User:Anthony Salvagno/Notebook/Research/2010/02/12/DNA Concentration affects during Tethering
This is going to be a To be continued... kind of post because I can see doing this many times for some decent data. Anyways I think it is a great idea to see how the [DNA] affects tethering, bead sticking, etc. Yesterday I purified some PCR DNA from a reaction Brian did in December:
This will be my starting concentration.
I will dilute the DNA several times in this fashion:
- Starting amount
- 1:5 dilution - 2ul start in 8ul water
- 1:10 - 1ul start in 9ul water
- 1:20 - 0.5ul start in 9.5ul water
- 1:50 - 1ul 1:5 in 9ul water
- 1:100 - 1ul 1:10 in 9ul water
- 1:500 - 1ul 1:50 in 9ul water
- 1:1000 - 1ul 1:100 in 9ul water
I don't think I will get to try all these dilutions today. But I will tethering with the most concentrated amounts and work my way down and continue next week.
I sonicated the beads this time for 15 seconds. The splashing inside the tube was immediate as in as soon as the tube hit the liquid, there was splashing. After about 5 seconds there was significant splashing and I gave it an extra 10 seconds for good measure. I am not spinning it down this time in case the spinning allowed for clumps. I am also going to try my precleaned glass.
Normally I wash with BGB after each step and I use 50ul (5 sample volumes) to perform the wash. Here I used 10ul for one wash because I was running low. I am doing it after the DNA stage because I think that is where it is the least crucial to wash out of the 3 wash points (not that they aren't all important). I am doing 10ul instead of nothing because I think it is important to get some untethered DNA out especially in the high concentration sample.

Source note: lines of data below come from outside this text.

PR #2160, opened 2025-03-13
feat(autofix): New testing flow

roaga:
Always adds a step to add a unit test at the end of the solution timeline, but disables it by default. Adds support for triggering "testing mode" if that event is present in the solution sent in the payload. I tested it and it follows instructions nicely.

### DIFF
--- a/src/seer/automation/autofix/event_manager.py
+++ b/src/seer/automation/autofix/event_manager.py
@@ -193,7 +193,7 @@ class AutofixEventManager:
                 )
                 for solution_step in solution_output.solution_steps
             ]
-            solution_step.solution.append(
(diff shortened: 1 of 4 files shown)


src/seer/automation/autofix/event_manager.py
```diff
@@ -193,6 +193,16 @@ def send_solution_result(self, solution_output: SolutionOutput):
                 )
                 for solution_step in solution_output.solution_steps
             ]
+            solution_step.solution.append(  # type: ignore[union-attr]
+                SolutionTimelineEvent(
```
roaga, line 197: mypy needs to go

jennmueng (approved):

PR #2162, opened 2025-03-14
bugfix(anomaly detection): fix for combined detection call from UI timing out

ram-senth:
This PR includes:
* reducing the number of days use stream prediction to 3 days
* changes the number of prophet predictions to cover all 3 days to reduce the number of times we run Prophet prediction
* removes trace on methods that are called for each point in the dataset to avoid huge traces


aayush-se (approved):
looks good

PR #2165, opened 2025-03-14
:alien: add code snippet to StaticAnalysisWarning

giovanni-guidini:
From https://github.com/codecov/overwatch/pull/239 we will be able to have code snippets for the warnings. The hope is that they will help provide better suggestions from the LLMs.

Obviously depends on that PR being merged.
I did spent more time than I expected fixing the formatting, not sure if it was all that worth it. Do LLMs even care?

### DIFF
--- a/src/seer/automation/codebase/models.py
+++ b/src/seer/automation/codebase/models.py
@@ -128,19 +128,40 @@ class StaticAnalysisWarning(BaseModel):
     encoded_location: str
     rule_id: int | None = None
     rule: StaticAnalysisRule | None = None
+    code_snippet: str | None = None
     # TODO: project info necessary for seer?
+
+    def _try_get_language(self) -> str | None:
+        if ".py" in self.encoded_location:
+            return "python"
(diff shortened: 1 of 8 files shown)


src/seer/automation/codebase/models.py
```diff
@@ -128,19 +128,40 @@ class StaticAnalysisWarning(BaseModel):
     encoded_location: str
     rule_id: int | None = None
     rule: StaticAnalysisRule | None = None
+    code_snippet: str | None = None
```
suejung-sentry, line 131: We had this field on the `StaticAnalysisWarning` model already called `encoded_code_snippet`, could we use that key? Technically not much is encoded about it, true

giovanni-guidini: Ah good point. If in the request the field name is `encoded_code_snippet` it could break parsing of the request.

Thanks for pointing it out, I'll use the same name.

suejung-sentry (approved):
thanks for adding this improvement!

PR #2166, opened 2025-03-14
chore(anomaly detection): too many instances of test is run in parallel during deployment, skipping test for now

ram-senth:
Seems like there is some issue with how test parallelization is setup. One test is getting executed 100+ times in parallel and this seems to make the tests run very slow, resulting in a timeout.

### DIFF
--- a/tests/seer/anomaly_detection/test_anomaly_detection.py
+++ b/tests/seer/anomaly_detection/test_anomaly_detection.py
@@ -535,42 +535,43 @@ class TestAnomalyDetection(unittest.TestCase):
             assert len(response.timeseries) == n
             assert isinstance(response.timeseries[0], TimeSeriesPoint)
 
-    def test_detect_anomalies_combo_large_current(self):
-        config = AnomalyDetectionConfig(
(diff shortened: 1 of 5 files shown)


tests/seer/anomaly_detection/test_anomaly_detection.py
```diff
@@ -535,42 +535,43 @@ def test_detect_anomalies_combo(self):
...
+    #     context = TimeSeriesWithHistory(history=ts_history, current=ts_current)
+
+    #     request = DetectAnomaliesRequest(
+    #         organization_id=1, project_id=1, config=config, context=context
+    #     )
+
+    #     response = AnomalyDetection().detect_anomalies(request=request, time_budget_ms=5000)
+
+    #     assert isinstance(response, DetectAnomaliesResponse)
+    #     assert isinstance(response.timeseries, list)
```
aayush-se, line 571: I think you can just pass in a `@pytest.mark.skip(reason="<reason>")` to mark it rather than commenting it out.
https://stackoverflow.com/questions/38442897/how-do-i-disable-a-test-using-pytest

aayush-se (approved):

I'll be looking for number of stuck beads per field of view (FOV) and number of jigglers compared to number of stuck beads. I will also look at the jiggling range (more DNA means more tethers can attach to a single bead so beads could jiggle less at higher concentrations). I'll try and post images of each sample here.
This is a typical FOV of the no DNA sample. The image is a little blurry because of vibration in the camera, but in this particular image there are 3 stuck beads and 1 stuck clump. In the entire sample I saw NO jigglers. This particular image has one of the higher amounts of stuck beads as most FOV's had one or two stuck beads and nothing else.
This is an acquired image from the sample with the most DNA (around 300ng/ul). As you can see there is a TON of stuck beads. I counted at least 20 jigglers in this image (I gave up after a while). I suppose a lot of these are multiple tethers as well because of the rest of the images. Every FOV looked just like this. I couldn't get a good approx of the Stuck:Jiggle ratio because of the high volume of beads but if I had to guess I'd say like 5:1.
This is a view of the 1:5 dilution of DNA. I don't know how reliable my analysis of this sample is because a bubble as wide as the sample chamber swept through when washing. Here there were more jigglers than stuck beads in almost every sample, but a lot of them were floppy jigglers. In this particular image there are no stuck beads. My analysis of stuck:jiggle is 1:2 (more jiggle than stuck), but again I don't trust it because of the bubble.
This sample is the 1:10 dilution. The number of stuck beads was easy to deal with because of the low amount of DNA. I don't remember what the stuck:jiggle ratio is, but it was near 1:1, maybe 2:1 at the most. There were also a lot of floppy tethers though. In this image most of the beads were very floppy tethers (with range of motion being on the order of 1-1.5um). But you can't tell that because you are looking at a picture!
- Steve Koch 22:25, 12 February 2010 (EST): Very nice notebook page and good experiments. Do you think the "floppy" tethers are the good ones? It does seem, based on your evidence, that the undiluted samples are too concentrated. Looks like 1:5 is a good bet.